Keputusan MPR yang memberhentikan Presiden dan/atau wakil Presiden dalam masa jabatan dimaksud merupakan putusan politik (politieke beslissing), bukan putusan peradilan (judicieele vonnis). Pemberhentian Presiden dan/atau wakil Presiden dalam masa jabatannya adalah kewenangan Konstitusional MPR, bukan kewenangan peradilan (rechspraak). Walaupun telah jatuh putusan Mahkamah Konstitusi yang menyatakan bahwasanya pendapat DPR tentang pelanggaran hukum oleh Presiden dan/atau wakil Presiden telah terbukti, namun MPR dapat menjatuhkan putusan lain sepanjang pertimbangan politik (politieke overweging) dalam Rapat Paripurna MPR menerima baik penjelasan yang dikemukakan oleh Presiden dan/atau wakil Presiden sehingga rapat memandang Presiden dan/atau wakil Presiden tidak perlu diberhentikan.
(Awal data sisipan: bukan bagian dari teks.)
PR #1213, opened 2025-01-17
perf: skip coValue content creation on access

gdorsi:
The coValue content was always created when creating a coValue with a group.

This is an unnecessary operation on the sync servers that we can avoid to reduce the memory footprint and the CPU cost of creating a coValue.

This PR fixes that by centralizing the notify method and ensuring that the content is created only when there are listeners (which should be never the case on sync servers)

### DIFF
--- a/packages/cojson/src/coValueCore.ts
+++ b/packages/cojson/src/coValueCore.ts
@@ -126,10 +126,7 @@ export class CoValueCore {
         .expectCoValueLoaded(header.ruleset.group)
         .subscribe((_groupUpdate) => {
           this._cachedContent = undefined;
-          const newContent = this.getCurrentContent();
-          for (const listener of this.listeners) {
-            listener(newContent);
-          }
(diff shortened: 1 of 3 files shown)


packages/cojson/src/coValueCore.ts
```diff
@@ -126,10 +126,7 @@ export class CoValueCore {
         .expectCoValueLoaded(header.ruleset.group)
         .subscribe((_groupUpdate) => {
           this._cachedContent = undefined;
-          const newContent = this.getCurrentContent();
-          for (const listener of this.listeners) {
-            listener(newContent);
-          }
+          this.notifyUpdate("immediate");
         });
```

Rapat Parupurna MPR terlebih dahulu memberi kesempatan kepada Presiden dan/atau Wakil Presiden menyampaika penjelasan sebelum rapat Paripurna menjatuhkan Putusan (vide Pasal 7 B ayat (7) UUD NRI Tahun 1945). Penjelasan sebagaimana dimaksud pasal konstitusi tersebut pada hakikatnya merupakan upaya pembelaan diri bagi Presiden dan atau/atau wakil Presiden. Tidak berarti putusan MPR mengenyampingkan putusan mahkamah Konstitusi, tetapi hal pemberhentian Presiden dan/atau wakil presiden dalam masa jabatannya itu memang merupakan constitutioneeele bevoegheden dari MPR. Dalam pada itu, Rapat Paripurna MPR yang memberhentikan Presiden dan/atau wakil Presiden adalah sebatas memberhentikan Presiden dan/atau wakil Presiden dari jabatan publik kepala pemerintahan negara, dalam makna to removal from the office, tidak memasuki ranah penyidikan serta penuntutan pidana terhadap Presiden dan/atau wakil Presiden yang diberhentikan. Putusan politik (politike beslissing), bukan bagian dari proses penyidikan (opsporing) dan penuntutan.


















PENUTUP
Prosedur pemberhentian Presiden dan/atau wakil Presiden menurut Pasal 7 A dan 7 B UUD NRI Tahun 1945 merupakan prosedur konstitusi dan bagian dari konstitusionalisme. Sehingga dilibatkannya Mahkamah Konstitusi dalam proses pemberhentian Presiden dan/atau Wakil Presiden tidak terlepas dari pengalaman masa lalu dan merupakan konsekuensi logis dari perubahan sistem dan bangunan ketatanegaraan yang dikembangkan di Indonesia. Selain itu, keinginan untuk memberikan pembatasan agar seorang Persiden dan/atau Wakil Presiden diberhentikan bukan karena alasan politik belaka, tetapi juga memiliki landasan dan pertimbangan hukum yang dapat dipertanggung jawabkan.